Car si Hermine Horiot sait où elle va, elle sait aussi s’entourer de partenaires – musiciens, compositeurs, ingénieurs du son, … – qui sont devenus de fidèles compagnons de route, dont l’amitié et les compétences l’entourent de bienveillance et d’exigence. « J’aime bien sûr l’émulation de nouvelles rencontres, découvrir des artistes, des jeux et des répertoires différents…Mais j’ai viscéralement besoin d’une « famille » de musiciens, pour avancer et m’épanouir en tissant des liens durables, humainement et artistiquement. Lorsque que l’alchimie entre des personnes opère, il est très gratifiant de pouvoir la perpétrer sur le long terme et réitérer de nouvelles expériences avec la même équipe, à une époque où tout va si vite », explique-elle.

Son disque Boréales, qui paraît en Novembre sous le label 1001 Notes, marque sa deuxième collaboration avec l’ ingénieur du son Cécile Lenoir,  après Romance Oubliée,  paru en 2015 aux côtés du pianiste Ferenc Vizi. Boréales est aussi le fruit d’un travail approfondi avec le compositeur et ingénieur du son Julien Podolak, qui concrétise son rêve d’adaptation de Fratres d’Arvo Pärt  pour violoncelle et bande électro-acoustique.  « Fratres est le fil d’Ariane du programme nordique et balte de ce disque, l’ enjeu était important. Son adaptation fut une grande aventure pour nous, initiatique à tous points de vue  » confie-t-elle.


LE TEMPS DE PRENDRE LE TEMPS

Hermine Horiot prend le temps de mûrir ses projets comme ses relations. Elle s’est donné trois ans pour s’immerger dans Boréales – déclenché en 2015 par la reconnaissance et le soutien de la Fondation Jean-Luc Lagardère, après son premier disque Romance Oubliée, conçu autour de la Sonate pour violoncelle et piano de Chopin avec Ferenc Vizi –, neuf mois pour s’approprier Fratres et envoyer une première maquette de son adaptation à Arvo Pärt, qui lui donnera son accord…De la même façon, elle envisage Smoking Josephine, le quintette à cordes fondé il y a deux ans par Geneviève Laurenceau et dont elle fait partie avec Olivia Hugues/Fanny Robilliard, Marie Chilemme et Laurene Durantel, comme une collaboration de longue haleine.
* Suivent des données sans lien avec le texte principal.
PR #1313, opened 2019-05-20
Token aware batches

dahankzter:
This patch implements token awareness for batches. It does so by calculating the routing key based on the for batch entry.


session.go
```diff
@@ -1729,8 +1697,73 @@ func (b *Batch) attempt(keyspace string, end, start time.Time, iter *Iter, host
...
+	// try to determine the routing key
+	routingKeyInfo, err := b.session.routingKeyInfo(b.Context(), entry.Stmt)
+	if err != nil {
+		return nil, err
+	}
+
+	return b.routingKeyCreator.createRoutingKey(routingKeyInfo, entry.Args)
+}
+
+type routingKeyCreator struct {
```
Zariel: I think we can just get rid of this type, saving this byte allocation wont make a difference if people dont reuse the batch/query.

dahankzter:
Ok that makes sense.

session.go
dahankzter: There, the type removed and the method is a function. Should there perhaps be a pool of `[]byte` for the buffer?

PR #1318, opened 2019-06-11
SQL Scan implementation for UUID type

MrWaggel:
This type now satisfies the SQL Scanner.

To use UUIDs in SQL, use the binary(16) for the designated column.
`n,_ := gocql.RandomUUID()`
`Exec(n.Bytes())`
`Scan(&n)`

### DIFF
--- a/uuid.go
+++ b/uuid.go
@@ -270,3 +270,43 @@ func (u *UUID) UnmarshalText(text []byte) (err error) {
 	*u, err = ParseUUID(string(text))
 	return
 }
+
+// This satisfies the sql.Scanner interface.
+func (uuid *UUID) Scan(src interface{}) error {
+	switch src := src.(type) {
+	case nil:
+		return nil
+
+	case string:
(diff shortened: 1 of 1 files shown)


martin-sucha:
I don't think this belongs to the core gocql package. If you need a UUID type that works with both gocql and sql package, it is pretty simple to implement a type that satisfies both interfaces in a separate package:

```go
type MyUUID struct {
	gocql.UUID
}

func (uuid *MyUUID) UnmarshalCQL(info gocql.TypeInfo, data []byte) error {
	return gocql.Unmarshal(info, data, &uuid.UUID)
}

func (uuid MyUUID) MarshalCQL(info gocql.TypeInfo) ([]byte, error) {
	 return gocql.Marshal(info, uuid.UUID)
}

// This satisfies the sql.Scanner interface.
func (uuid *MyUUID) Scan(src interface{}) error {
	// ...
}
```

Are there use cases that wouldn't work with a custom type like above?

Also somehow related to #1373 .

Issue #1320, opened 2019-06-11
Add the ecAudit plugin for username/password auth


CH-JosephBironas:
Please answer these questions before submitting your issue. Thanks!

### What version of Cassandra are you using?
3.11 + the ecAudit plugin

### What version of Gocql are you using?
multiple

### What did you do?
Tried to implement two monitoring systems that use gocql as a connector to a backend cassandra cluster with compliance requirements for audit logging.

### What did you expect to see?
I expect username/password auth to not be blocked by a whitelist of allowed plugins.

### What did you see instead?

2019/06/11 17:41:06 gocql: unable to dial control conn <redacted>: unexpected authenticator "com.ericsson.bss.cassandra.ecaudit.auth.AuditPasswordAuthenticator"                                {"level":"fatal","ts":1560274866.5549803,"caller":"collector/main.go:87","msg":"Failed to init storage factory","error":"gocql: unable to create session: control: unable to connect to initial hosts: unexpected authenticator \"com.ericsson.bss.cassandra.ecaudit.auth.AuditPasswordAuthenticator\"","stacktrace":"main.main.func1\n\t/home/travis/gopath/src/github.com/jaegertracing/jaeger/cmd/collector/main.go:87\ngithub.com/jaegertracing/jaeger/vendor/github.com/spf13/cobra.(*Command).execute\n\t/home/travis/gopath/src/github.com/jaegertracing/jaeger/vendor/github.com/spf13/cobra/command.go:762\ngithub.com/jaegertracing/jaeger/vendor/github.com/spf13/cobra.(*Command).ExecuteC\n\t/home/travis/gopath/src/github.com/jaegertracing/jaeger/vendor/github.com/spf13/cobra/command.go:852\ngithub.com/jaegertracing/jaeger/vendor/github.com/spf13/cobra.(*Command).Execute\n\t/home/travis/gopath/src/github.com/jaegertracing/jaeger/vendor/github.com/spf13/cobra/command.go:800\nmain.main\n\t/home/travis/gopath/src/github.com/jaegertracing/jaeger/cmd/collector/main.go:177\nruntime.main\n\t/home/travis/.gimme/versions/go1.12.1.linux.amd64/src/runtime/proc.go:200"}

---

Please add "com.ericsson.bss.cassandra.ecaudit.auth.AuditPasswordAuthenticator" plugin to the whitelist of acceptable plugins maintained here:
https://github.com/gocql/gocql/blob/master/conn.go#L27

[...]

PR #1321, opened 2019-06-11
Adding ecaudit plugin to connection whitelist.

CH-JosephBironas:
This is a seemingly trivial change to a plugin whitelist. It uses a drop-in replacement to cassandra username/password auth to create an audit log for compliance purposes.

Edit: To address issue #1320

### DIFF
--- a/conn.go
+++ b/conn.go
@@ -29,6 +29,7 @@ var (
 		"com.instaclustr.cassandra.auth.SharedSecretAuthenticator",
 		"com.datastax.bdp.cassandra.auth.DseAuthenticator",
 		"io.aiven.cassandra.auth.AivenAuthenticator",
+		"com.ericsson.bss.cassandra.ecaudit.auth.AuditPasswordAuthenticator",
 	}
 )
 


CH-JosephBironas:
One test failed because of what looks like a flakey environment setup.
```
+ccm create test -v 2.2.13 -n 3 -d --vnodes '--jvm_arg=-Xmx256m -XX:NewSize=100m'
integration.sh: line 34: ccm: command not found
```

alourie:
@CH-JosephBironas you can use a custom Authenticator using #1242. That being said, if the use of this authenticator is common, I wouldn't mind adding it to the whitelist.

CH-JosephBironas:
The problem with it not being added to the whitelist is, I have to maintain custom forks of two other largish projects that depend on this one in order to implement the same user/pass auth that exist already in this library. If there are no objections to augmenting the white list, that is the least effort for at least me, and I imagine others who depend on audit logging in cassandra pre the 4.0 release.

CH-JosephBironas:
Confirmed the travisci build was flakey.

 « C’est une grande bouffée d’oxygène, et beaucoup de joie partagée, s’enthousiasme-t-elle. Le mélange volcanique de nos cinq personnalités a fonctionné dès la première lecture. Nous prenons le temps de construire nos programmes, avec des arrangements spécialement conçus pour nous. De les travailler, les modifier au besoin…avant de les donner en concert. Et nous enregistrons notre premier disque pour Naïve en février prochain. »

Avec tout autant d’engagement, Hermine Horiot joue au sein des Dissonances, le collectif de musiciens fondé par David Grimal. Elle y développe depuis dix ans son écoute et son répertoire, des Symphonies de Beethoven à celles de Bruckner et Chostakovitch, en passant par la Mer de Debussy, ou Daphnis et Chloé de Ravel… « Jouer sans chef est terriblement exigeant et galvanisant, livre-t-elle. Nous sommes toujours heureux de nous retrouver pour jouer ensemble, et abordons chaque année de nouvelles oeuvres : depuis mes premiers pas au sein de cet ensemble il y a dix ans, c’est tout un répertoire qu’il est formidable d’approcher de cette manière. Les Dissonances m’ont apporté mes plus belles sensations d’orchestre,  c’est de la musique de chambre à grande échelle en quelque sorte. Et il est très important pour moi de participer à ses saisons. Tout est une question d’équilibre, d’ajustements réfléchis entre musique de chambre, orchestre et projets solo. »


BORÉALES VERSION RÉCITAL

À l’heure de la sortie de son disque, Hermine Horiot a déjà travaillé à sa déclinaison au concert, où la partie électronique a une part plus importante, glissée en direct entre certaines œuvres par les soins de Julien Podolak.  Avec cette version « récital » – donnée le 17 Novembre à Caen puis le 8 Janvier prochain à Versailles notamment –, elle souhaite pérenniser son programme et le faire vivre dans l’échange avec le public. « C’est un dialogue onirique entre le violoncelle et l’électronique, une réflexion sur le pouvoir émotionnel du son, des sons…Au fil des concerts, nous allons développer cet univers, qui m’amène d’ailleurs à jouer différemment, et qui propose une autre écoute  au public également » 

Public qui aura ainsi l’occasion de découvrir sur scène et dans son élément cette violoncelliste aux multiples ressources.